═══ EXTRACTED INFORMATION ═══
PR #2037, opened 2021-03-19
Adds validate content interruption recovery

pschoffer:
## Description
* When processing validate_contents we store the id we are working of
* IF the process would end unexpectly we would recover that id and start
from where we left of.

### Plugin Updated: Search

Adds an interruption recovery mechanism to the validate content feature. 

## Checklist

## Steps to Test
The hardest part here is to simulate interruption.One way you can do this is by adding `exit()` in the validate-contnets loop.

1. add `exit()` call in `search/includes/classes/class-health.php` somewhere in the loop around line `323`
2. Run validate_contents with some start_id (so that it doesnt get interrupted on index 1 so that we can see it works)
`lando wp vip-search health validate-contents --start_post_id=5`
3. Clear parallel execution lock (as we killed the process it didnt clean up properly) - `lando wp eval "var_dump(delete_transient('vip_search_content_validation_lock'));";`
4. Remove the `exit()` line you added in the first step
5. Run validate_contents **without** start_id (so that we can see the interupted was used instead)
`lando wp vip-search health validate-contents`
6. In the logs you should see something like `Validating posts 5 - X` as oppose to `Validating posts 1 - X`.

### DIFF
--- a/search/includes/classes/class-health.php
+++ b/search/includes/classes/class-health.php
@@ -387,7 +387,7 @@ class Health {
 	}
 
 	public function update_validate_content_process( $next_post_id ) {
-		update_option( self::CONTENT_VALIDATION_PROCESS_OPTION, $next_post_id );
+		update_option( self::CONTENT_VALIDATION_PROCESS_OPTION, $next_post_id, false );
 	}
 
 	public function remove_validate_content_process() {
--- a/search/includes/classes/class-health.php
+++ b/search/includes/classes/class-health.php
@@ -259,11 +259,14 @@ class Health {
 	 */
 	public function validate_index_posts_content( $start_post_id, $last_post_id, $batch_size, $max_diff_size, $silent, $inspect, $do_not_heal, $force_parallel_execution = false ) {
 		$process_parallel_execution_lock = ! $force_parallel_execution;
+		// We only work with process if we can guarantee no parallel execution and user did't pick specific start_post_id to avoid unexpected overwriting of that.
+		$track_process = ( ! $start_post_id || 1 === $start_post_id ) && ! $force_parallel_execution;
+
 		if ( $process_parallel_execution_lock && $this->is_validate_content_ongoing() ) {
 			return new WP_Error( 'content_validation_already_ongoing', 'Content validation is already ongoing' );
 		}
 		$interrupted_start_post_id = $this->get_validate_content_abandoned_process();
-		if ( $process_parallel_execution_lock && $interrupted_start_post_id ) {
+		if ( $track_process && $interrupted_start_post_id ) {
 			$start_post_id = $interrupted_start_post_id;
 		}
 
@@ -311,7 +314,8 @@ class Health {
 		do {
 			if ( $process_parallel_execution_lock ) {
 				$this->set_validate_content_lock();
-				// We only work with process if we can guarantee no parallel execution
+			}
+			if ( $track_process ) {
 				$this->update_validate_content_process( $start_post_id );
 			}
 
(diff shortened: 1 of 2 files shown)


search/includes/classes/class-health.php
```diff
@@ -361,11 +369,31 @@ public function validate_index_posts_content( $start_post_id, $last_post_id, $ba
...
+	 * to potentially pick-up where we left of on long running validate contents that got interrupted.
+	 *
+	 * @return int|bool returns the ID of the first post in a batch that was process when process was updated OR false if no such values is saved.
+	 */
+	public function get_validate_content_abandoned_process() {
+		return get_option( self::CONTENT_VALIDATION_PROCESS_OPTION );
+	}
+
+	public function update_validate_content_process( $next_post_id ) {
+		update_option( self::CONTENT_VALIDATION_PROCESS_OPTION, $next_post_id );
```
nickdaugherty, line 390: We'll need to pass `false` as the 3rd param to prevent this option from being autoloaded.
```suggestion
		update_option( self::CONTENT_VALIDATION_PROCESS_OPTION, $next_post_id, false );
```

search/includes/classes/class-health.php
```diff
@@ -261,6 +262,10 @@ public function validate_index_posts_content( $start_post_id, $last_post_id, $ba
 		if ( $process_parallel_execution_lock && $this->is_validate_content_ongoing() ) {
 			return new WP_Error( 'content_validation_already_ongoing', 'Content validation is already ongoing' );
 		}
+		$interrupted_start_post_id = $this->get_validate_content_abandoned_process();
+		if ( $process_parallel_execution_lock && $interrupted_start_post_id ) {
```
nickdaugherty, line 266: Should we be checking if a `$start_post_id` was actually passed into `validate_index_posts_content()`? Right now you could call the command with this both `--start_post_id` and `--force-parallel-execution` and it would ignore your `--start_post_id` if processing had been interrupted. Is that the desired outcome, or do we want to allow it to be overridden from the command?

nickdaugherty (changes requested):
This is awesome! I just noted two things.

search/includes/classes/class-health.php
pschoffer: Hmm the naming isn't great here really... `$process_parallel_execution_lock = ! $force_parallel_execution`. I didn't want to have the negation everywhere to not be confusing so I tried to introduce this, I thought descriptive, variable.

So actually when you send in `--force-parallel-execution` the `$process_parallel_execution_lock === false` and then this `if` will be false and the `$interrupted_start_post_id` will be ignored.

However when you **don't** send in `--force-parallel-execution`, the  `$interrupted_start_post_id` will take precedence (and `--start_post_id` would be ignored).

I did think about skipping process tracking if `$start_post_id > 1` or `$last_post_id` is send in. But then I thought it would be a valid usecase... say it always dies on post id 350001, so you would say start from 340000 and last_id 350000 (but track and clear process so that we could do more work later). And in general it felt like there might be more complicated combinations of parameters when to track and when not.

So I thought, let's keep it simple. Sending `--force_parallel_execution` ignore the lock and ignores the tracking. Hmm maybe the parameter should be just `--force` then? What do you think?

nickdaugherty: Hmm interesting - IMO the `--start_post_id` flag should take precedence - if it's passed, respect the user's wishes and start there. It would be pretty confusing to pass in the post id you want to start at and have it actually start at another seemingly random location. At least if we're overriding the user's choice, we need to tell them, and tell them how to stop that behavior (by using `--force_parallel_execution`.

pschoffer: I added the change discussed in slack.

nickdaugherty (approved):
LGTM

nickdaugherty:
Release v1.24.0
═══
═══ EXTRACTED INFORMATION ═══
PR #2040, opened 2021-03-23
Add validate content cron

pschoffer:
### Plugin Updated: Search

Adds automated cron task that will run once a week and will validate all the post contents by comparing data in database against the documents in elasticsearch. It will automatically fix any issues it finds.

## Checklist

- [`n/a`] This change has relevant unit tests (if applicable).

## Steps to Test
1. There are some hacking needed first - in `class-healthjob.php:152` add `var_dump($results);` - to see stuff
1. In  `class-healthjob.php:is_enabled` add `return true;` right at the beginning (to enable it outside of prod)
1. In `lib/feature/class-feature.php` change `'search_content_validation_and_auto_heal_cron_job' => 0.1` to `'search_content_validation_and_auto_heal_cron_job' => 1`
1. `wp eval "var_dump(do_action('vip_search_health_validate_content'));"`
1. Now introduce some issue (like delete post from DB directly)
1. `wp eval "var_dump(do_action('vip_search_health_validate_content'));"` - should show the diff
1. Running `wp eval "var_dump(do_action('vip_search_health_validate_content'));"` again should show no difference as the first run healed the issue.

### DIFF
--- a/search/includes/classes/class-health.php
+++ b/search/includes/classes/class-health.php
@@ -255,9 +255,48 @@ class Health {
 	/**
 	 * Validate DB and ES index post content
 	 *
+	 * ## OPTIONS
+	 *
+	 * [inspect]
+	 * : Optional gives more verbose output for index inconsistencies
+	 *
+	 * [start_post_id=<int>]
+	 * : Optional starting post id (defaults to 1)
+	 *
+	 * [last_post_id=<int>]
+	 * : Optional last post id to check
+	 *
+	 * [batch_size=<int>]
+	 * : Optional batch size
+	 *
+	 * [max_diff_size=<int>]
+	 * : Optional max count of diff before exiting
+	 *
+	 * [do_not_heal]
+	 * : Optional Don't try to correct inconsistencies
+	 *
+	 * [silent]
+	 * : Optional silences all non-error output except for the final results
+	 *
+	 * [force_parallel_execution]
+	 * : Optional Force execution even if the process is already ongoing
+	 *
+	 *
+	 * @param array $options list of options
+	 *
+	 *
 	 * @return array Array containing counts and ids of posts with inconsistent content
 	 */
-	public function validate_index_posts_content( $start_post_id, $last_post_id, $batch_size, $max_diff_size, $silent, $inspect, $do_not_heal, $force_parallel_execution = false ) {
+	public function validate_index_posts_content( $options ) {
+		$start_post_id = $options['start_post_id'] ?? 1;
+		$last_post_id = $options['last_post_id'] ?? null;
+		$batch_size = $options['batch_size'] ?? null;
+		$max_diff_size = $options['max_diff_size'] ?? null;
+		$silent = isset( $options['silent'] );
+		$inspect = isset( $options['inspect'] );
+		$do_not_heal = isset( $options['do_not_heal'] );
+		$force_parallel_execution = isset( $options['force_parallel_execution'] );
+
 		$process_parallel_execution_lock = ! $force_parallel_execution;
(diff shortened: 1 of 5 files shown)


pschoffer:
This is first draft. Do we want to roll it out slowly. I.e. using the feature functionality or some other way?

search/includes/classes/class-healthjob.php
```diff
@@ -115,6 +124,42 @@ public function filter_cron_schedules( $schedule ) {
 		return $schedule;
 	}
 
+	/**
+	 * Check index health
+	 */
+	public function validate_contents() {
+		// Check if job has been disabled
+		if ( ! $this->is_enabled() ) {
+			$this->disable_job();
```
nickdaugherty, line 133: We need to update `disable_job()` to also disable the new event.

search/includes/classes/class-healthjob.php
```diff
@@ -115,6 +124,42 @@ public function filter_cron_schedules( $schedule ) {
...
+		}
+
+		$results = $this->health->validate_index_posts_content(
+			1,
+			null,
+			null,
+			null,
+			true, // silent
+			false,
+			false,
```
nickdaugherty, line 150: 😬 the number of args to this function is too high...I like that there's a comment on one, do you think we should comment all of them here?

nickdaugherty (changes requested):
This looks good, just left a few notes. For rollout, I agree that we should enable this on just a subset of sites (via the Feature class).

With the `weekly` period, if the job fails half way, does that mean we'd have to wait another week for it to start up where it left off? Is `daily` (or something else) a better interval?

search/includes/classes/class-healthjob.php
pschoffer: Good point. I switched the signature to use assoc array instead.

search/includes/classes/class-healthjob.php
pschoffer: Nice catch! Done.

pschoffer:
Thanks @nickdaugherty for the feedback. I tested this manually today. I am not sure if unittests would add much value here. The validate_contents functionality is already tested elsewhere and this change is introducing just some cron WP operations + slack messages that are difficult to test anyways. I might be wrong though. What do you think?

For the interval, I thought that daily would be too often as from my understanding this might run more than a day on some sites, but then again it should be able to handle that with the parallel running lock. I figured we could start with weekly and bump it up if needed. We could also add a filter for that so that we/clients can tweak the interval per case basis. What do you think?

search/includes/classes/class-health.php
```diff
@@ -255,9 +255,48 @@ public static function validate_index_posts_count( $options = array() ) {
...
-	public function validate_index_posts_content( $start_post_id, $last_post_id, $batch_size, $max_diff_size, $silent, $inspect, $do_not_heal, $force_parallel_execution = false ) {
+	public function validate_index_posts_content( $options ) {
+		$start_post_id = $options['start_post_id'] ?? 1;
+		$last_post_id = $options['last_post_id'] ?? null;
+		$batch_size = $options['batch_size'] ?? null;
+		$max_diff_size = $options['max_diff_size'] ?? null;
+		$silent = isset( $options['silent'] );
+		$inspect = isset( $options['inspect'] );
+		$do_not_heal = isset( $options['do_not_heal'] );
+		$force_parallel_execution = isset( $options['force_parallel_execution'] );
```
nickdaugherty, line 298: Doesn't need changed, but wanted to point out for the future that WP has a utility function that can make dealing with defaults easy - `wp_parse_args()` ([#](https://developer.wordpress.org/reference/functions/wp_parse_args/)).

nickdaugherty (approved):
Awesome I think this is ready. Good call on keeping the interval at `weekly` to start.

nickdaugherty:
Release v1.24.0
═══
═══ EXTRACTED INFORMATION ═══
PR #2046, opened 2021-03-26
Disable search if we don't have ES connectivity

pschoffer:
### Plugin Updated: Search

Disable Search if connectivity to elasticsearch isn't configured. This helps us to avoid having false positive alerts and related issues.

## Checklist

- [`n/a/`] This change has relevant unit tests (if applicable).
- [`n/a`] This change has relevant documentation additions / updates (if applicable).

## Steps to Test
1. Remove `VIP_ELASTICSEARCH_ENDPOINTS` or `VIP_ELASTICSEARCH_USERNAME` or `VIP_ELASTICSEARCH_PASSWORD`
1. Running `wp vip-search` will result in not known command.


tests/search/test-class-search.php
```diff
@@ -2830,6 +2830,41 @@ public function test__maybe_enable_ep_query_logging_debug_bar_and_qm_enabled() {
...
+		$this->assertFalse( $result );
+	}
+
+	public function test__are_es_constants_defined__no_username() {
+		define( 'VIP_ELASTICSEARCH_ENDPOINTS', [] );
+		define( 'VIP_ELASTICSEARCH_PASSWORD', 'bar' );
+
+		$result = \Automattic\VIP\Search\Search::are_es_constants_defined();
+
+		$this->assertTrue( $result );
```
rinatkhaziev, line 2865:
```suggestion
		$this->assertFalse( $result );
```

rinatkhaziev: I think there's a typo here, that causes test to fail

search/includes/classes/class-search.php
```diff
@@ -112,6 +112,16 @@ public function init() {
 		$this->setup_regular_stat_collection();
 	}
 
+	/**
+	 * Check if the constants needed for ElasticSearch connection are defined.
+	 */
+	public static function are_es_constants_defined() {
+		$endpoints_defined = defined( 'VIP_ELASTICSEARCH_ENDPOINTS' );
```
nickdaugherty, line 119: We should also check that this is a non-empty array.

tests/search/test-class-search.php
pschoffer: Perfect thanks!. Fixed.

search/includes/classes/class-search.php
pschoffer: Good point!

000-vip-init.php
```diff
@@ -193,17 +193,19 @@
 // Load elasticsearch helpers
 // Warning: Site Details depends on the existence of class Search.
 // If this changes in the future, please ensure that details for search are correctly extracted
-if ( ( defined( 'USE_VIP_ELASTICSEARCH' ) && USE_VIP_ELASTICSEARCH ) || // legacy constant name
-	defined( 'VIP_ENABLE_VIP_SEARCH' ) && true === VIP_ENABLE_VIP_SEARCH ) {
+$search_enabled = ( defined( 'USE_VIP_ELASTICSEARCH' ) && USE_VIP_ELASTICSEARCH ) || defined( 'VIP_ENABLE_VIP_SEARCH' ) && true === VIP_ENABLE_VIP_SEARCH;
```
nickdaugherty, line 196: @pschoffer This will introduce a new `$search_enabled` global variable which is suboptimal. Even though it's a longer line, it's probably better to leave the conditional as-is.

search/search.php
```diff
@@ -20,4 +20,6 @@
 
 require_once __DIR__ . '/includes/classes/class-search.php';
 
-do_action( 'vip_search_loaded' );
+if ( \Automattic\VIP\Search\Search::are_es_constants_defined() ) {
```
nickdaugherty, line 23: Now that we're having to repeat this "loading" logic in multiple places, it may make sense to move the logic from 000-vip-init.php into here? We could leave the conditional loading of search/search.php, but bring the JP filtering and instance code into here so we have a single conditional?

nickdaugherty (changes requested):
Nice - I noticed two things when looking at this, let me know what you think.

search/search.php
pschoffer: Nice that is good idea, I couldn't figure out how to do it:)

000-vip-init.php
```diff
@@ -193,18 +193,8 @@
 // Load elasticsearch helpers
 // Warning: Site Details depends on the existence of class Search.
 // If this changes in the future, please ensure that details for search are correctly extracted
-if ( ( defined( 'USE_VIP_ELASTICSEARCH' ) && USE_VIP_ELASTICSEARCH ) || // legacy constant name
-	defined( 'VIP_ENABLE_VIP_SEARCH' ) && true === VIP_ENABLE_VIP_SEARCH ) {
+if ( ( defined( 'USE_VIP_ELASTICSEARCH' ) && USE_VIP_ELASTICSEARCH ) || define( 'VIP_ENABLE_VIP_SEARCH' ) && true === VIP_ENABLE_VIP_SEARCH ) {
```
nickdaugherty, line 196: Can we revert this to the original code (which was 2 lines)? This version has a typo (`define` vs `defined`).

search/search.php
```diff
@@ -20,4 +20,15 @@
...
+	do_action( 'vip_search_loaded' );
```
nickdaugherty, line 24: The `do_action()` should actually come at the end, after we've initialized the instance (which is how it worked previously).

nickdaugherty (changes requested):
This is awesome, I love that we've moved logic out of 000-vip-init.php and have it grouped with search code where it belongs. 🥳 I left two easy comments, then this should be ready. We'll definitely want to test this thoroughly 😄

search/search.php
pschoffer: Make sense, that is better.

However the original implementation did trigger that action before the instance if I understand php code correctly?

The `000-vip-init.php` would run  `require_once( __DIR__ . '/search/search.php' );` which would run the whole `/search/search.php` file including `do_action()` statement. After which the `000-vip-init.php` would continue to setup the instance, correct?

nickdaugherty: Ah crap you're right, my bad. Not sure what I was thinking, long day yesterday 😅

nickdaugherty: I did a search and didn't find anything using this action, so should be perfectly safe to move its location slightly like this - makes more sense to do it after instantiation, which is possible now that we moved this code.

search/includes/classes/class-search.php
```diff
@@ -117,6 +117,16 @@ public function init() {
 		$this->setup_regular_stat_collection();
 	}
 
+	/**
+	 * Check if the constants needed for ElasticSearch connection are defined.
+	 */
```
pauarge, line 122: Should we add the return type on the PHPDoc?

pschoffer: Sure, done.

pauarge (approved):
═══
Filter the records above down to the lines containing "interruption".

* **EXERCISE OUTPUT**
Adds validate content interruption recovery
Adds an interruption recovery mechanism to the validate content feature. 
The hardest part here is to simulate interruption.One way you can do this is by adding `exit()` in the validate-contnets loop.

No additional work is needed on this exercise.